WHAT NEEDS TO BE DONE:
Give back the whole listing below exactly.

*** Opening PROVIDED ENTRIES ***

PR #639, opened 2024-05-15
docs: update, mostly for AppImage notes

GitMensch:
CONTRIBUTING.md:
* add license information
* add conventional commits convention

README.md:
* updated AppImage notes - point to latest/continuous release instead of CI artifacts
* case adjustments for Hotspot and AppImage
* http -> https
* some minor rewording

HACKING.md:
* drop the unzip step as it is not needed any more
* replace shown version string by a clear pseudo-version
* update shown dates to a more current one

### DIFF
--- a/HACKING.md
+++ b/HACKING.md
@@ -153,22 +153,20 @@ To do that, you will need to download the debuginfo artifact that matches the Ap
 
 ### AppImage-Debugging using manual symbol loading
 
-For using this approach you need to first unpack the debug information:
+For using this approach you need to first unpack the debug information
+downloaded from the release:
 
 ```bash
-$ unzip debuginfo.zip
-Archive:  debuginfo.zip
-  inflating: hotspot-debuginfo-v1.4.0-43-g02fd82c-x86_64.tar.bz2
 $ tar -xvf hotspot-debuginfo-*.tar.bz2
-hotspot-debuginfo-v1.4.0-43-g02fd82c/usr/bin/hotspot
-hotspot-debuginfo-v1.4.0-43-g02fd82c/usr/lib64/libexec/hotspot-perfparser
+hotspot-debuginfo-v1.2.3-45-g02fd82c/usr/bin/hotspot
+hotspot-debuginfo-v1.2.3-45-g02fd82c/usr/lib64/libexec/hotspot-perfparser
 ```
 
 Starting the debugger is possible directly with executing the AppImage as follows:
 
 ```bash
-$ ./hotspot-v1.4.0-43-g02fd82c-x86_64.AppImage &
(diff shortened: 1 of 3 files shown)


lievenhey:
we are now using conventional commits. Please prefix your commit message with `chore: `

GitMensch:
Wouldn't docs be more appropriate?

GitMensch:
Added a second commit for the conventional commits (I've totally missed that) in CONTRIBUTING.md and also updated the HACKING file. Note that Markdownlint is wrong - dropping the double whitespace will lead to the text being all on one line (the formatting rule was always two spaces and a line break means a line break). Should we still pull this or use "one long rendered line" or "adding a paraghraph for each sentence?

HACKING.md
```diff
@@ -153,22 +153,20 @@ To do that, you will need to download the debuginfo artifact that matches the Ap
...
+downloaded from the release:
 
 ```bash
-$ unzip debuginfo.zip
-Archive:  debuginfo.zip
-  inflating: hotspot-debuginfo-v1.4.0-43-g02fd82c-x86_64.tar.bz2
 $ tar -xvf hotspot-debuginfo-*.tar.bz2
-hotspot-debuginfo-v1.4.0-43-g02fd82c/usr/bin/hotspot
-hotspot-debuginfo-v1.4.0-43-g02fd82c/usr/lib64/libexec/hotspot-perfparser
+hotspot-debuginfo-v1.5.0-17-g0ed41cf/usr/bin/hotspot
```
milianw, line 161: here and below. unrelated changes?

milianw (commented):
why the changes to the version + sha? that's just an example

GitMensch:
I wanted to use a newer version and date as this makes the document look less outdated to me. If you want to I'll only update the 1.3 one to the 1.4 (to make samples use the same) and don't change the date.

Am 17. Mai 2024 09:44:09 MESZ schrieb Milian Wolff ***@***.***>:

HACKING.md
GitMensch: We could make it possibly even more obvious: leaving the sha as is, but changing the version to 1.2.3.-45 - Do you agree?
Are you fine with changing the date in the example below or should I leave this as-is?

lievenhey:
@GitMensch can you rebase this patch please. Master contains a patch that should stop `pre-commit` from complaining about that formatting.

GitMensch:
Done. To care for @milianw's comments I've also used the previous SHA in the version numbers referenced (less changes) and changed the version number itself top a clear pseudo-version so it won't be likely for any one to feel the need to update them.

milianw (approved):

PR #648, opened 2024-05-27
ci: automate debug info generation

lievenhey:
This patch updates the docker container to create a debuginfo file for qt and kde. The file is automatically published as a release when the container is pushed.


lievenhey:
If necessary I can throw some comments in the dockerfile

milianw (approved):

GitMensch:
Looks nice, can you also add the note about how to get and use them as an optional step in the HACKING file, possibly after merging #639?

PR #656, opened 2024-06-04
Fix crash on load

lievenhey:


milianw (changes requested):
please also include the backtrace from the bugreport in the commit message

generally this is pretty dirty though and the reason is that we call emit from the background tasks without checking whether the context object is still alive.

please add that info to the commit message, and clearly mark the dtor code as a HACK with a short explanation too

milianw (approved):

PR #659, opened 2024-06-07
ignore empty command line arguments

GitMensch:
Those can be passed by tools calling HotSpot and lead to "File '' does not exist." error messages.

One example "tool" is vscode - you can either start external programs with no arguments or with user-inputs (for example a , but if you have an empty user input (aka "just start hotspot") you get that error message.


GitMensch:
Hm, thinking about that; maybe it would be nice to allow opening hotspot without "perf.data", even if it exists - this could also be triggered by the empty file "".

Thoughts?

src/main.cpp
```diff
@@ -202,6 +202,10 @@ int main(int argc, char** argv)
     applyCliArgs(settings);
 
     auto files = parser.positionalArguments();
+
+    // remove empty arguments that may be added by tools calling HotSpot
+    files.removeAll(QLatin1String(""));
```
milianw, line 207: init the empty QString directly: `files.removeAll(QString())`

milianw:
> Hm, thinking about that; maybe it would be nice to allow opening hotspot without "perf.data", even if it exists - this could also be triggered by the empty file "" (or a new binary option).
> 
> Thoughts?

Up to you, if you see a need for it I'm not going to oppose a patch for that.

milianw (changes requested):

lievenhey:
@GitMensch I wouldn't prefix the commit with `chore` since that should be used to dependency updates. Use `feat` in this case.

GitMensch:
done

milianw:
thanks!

*** Closing PROVIDED ENTRIES ***

TASK RESULT:
PR #639, opened 2024-05-15
docs: update, mostly for AppImage notes

GitMensch:
CONTRIBUTING.md:
* add license information
* add conventional commits convention

README.md:
* updated AppImage notes - point to latest/continuous release instead of CI artifacts
* case adjustments for Hotspot and AppImage
* http -> https
* some minor rewording

HACKING.md:
* drop the unzip step as it is not needed any more
* replace shown version string by a clear pseudo-version
* update shown dates to a more current one

### DIFF
--- a/HACKING.md
+++ b/HACKING.md
@@ -153,22 +153,20 @@ To do that, you will need to download the debuginfo artifact that matches the Ap
 
 ### AppImage-Debugging using manual symbol loading
 
-For using this approach you need to first unpack the debug information:
+For using this approach you need to first unpack the debug information
+downloaded from the release:
 
 ```bash
-$ unzip debuginfo.zip
-Archive:  debuginfo.zip
-  inflating: hotspot-debuginfo-v1.4.0-43-g02fd82c-x86_64.tar.bz2
 $ tar -xvf hotspot-debuginfo-*.tar.bz2
-hotspot-debuginfo-v1.4.0-43-g02fd82c/usr/bin/hotspot
-hotspot-debuginfo-v1.4.0-43-g02fd82c/usr/lib64/libexec/hotspot-perfparser
+hotspot-debuginfo-v1.2.3-45-g02fd82c/usr/bin/hotspot
+hotspot-debuginfo-v1.2.3-45-g02fd82c/usr/lib64/libexec/hotspot-perfparser
 ```
 
 Starting the debugger is possible directly with executing the AppImage as follows:
 
 ```bash
-$ ./hotspot-v1.4.0-43-g02fd82c-x86_64.AppImage &
(diff shortened: 1 of 3 files shown)


lievenhey:
we are now using conventional commits. Please prefix your commit message with `chore: `

GitMensch:
Wouldn't docs be more appropriate?

GitMensch:
Added a second commit for the conventional commits (I've totally missed that) in CONTRIBUTING.md and also updated the HACKING file. Note that Markdownlint is wrong - dropping the double whitespace will lead to the text being all on one line (the formatting rule was always two spaces and a line break means a line break). Should we still pull this or use "one long rendered line" or "adding a paraghraph for each sentence?

HACKING.md
```diff
@@ -153,22 +153,20 @@ To do that, you will need to download the debuginfo artifact that matches the Ap
...
+downloaded from the release:
 
 ```bash
-$ unzip debuginfo.zip
-Archive:  debuginfo.zip
-  inflating: hotspot-debuginfo-v1.4.0-43-g02fd82c-x86_64.tar.bz2
 $ tar -xvf hotspot-debuginfo-*.tar.bz2
-hotspot-debuginfo-v1.4.0-43-g02fd82c/usr/bin/hotspot
-hotspot-debuginfo-v1.4.0-43-g02fd82c/usr/lib64/libexec/hotspot-perfparser
+hotspot-debuginfo-v1.5.0-17-g0ed41cf/usr/bin/hotspot
```
milianw, line 161: here and below. unrelated changes?

milianw (commented):
why the changes to the version + sha? that's just an example

GitMensch:
I wanted to use a newer version and date as this makes the document look less outdated to me. If you want to I'll only update the 1.3 one to the 1.4 (to make samples use the same) and don't change the date.

Am 17. Mai 2024 09:44:09 MESZ schrieb Milian Wolff ***@***.***>:

HACKING.md
GitMensch: We could make it possibly even more obvious: leaving the sha as is, but changing the version to 1.2.3.-45 - Do you agree?
Are you fine with changing the date in the example below or should I leave this as-is?

lievenhey:
@GitMensch can you rebase this patch please. Master contains a patch that should stop `pre-commit` from complaining about that formatting.

GitMensch:
Done. To care for @milianw's comments I've also used the previous SHA in the version numbers referenced (less changes) and changed the version number itself top a clear pseudo-version so it won't be likely for any one to feel the need to update them.

milianw (approved):

PR #648, opened 2024-05-27
ci: automate debug info generation

lievenhey:
This patch updates the docker container to create a debuginfo file for qt and kde. The file is automatically published as a release when the container is pushed.


lievenhey:
If necessary I can throw some comments in the dockerfile

milianw (approved):

GitMensch:
Looks nice, can you also add the note about how to get and use them as an optional step in the HACKING file, possibly after merging #639?

PR #656, opened 2024-06-04
Fix crash on load

lievenhey:


milianw (changes requested):
please also include the backtrace from the bugreport in the commit message

generally this is pretty dirty though and the reason is that we call emit from the background tasks without checking whether the context object is still alive.

please add that info to the commit message, and clearly mark the dtor code as a HACK with a short explanation too

milianw (approved):

PR #659, opened 2024-06-07
ignore empty command line arguments

GitMensch:
Those can be passed by tools calling HotSpot and lead to "File '' does not exist." error messages.

One example "tool" is vscode - you can either start external programs with no arguments or with user-inputs (for example a , but if you have an empty user input (aka "just start hotspot") you get that error message.


GitMensch:
Hm, thinking about that; maybe it would be nice to allow opening hotspot without "perf.data", even if it exists - this could also be triggered by the empty file "".

Thoughts?

src/main.cpp
```diff
@@ -202,6 +202,10 @@ int main(int argc, char** argv)
     applyCliArgs(settings);
 
     auto files = parser.positionalArguments();
+
+    // remove empty arguments that may be added by tools calling HotSpot
+    files.removeAll(QLatin1String(""));
```
milianw, line 207: init the empty QString directly: `files.removeAll(QString())`

milianw:
> Hm, thinking about that; maybe it would be nice to allow opening hotspot without "perf.data", even if it exists - this could also be triggered by the empty file "" (or a new binary option).
> 
> Thoughts?

Up to you, if you see a need for it I'm not going to oppose a patch for that.

milianw (changes requested):

lievenhey:
@GitMensch I wouldn't prefix the commit with `chore` since that should be used to dependency updates. Use `feat` in this case.

GitMensch:
done

milianw:
thanks!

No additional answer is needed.